Exercise directions. In the material below, how many lines include the string "that"? Answer with the number and nothing else.
· · · · · · ·
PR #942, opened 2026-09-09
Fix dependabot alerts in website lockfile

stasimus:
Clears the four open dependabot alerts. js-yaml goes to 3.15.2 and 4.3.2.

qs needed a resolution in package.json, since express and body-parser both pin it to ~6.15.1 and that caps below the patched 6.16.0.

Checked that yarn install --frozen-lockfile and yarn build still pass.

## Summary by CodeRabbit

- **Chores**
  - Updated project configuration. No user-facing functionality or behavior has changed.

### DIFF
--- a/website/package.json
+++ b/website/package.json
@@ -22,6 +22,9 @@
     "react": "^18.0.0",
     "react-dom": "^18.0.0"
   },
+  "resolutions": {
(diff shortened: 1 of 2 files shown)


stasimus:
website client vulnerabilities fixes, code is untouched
· · · · · · ·
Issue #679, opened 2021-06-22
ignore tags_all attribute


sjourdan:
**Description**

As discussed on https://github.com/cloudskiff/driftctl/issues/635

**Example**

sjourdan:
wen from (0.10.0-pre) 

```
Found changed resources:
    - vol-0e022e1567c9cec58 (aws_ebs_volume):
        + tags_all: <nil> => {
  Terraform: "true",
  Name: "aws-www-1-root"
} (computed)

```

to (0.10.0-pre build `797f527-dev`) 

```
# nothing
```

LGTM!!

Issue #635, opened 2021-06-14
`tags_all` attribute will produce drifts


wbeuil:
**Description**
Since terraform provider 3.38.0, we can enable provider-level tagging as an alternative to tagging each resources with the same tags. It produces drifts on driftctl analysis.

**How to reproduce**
· · · · · · ·
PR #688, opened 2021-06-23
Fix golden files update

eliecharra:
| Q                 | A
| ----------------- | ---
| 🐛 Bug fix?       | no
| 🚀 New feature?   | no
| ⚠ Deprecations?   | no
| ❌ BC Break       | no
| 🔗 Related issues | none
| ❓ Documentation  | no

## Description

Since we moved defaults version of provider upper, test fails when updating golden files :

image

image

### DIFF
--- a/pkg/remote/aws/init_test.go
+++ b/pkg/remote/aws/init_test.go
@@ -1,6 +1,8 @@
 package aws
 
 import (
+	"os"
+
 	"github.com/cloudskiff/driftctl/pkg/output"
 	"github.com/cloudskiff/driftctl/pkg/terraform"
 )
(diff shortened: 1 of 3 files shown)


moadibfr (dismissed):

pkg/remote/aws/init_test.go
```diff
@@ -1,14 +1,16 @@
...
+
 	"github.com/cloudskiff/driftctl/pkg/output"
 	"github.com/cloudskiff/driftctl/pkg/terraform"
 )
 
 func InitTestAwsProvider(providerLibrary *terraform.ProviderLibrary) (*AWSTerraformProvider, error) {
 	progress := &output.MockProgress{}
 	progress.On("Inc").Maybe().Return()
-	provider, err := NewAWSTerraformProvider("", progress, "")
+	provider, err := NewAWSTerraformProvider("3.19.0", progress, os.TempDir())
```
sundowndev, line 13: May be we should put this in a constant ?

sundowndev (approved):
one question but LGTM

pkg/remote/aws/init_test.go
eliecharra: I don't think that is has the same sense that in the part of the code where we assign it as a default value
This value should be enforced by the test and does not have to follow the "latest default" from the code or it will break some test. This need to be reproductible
· · · · · · ·
Output of the task. 3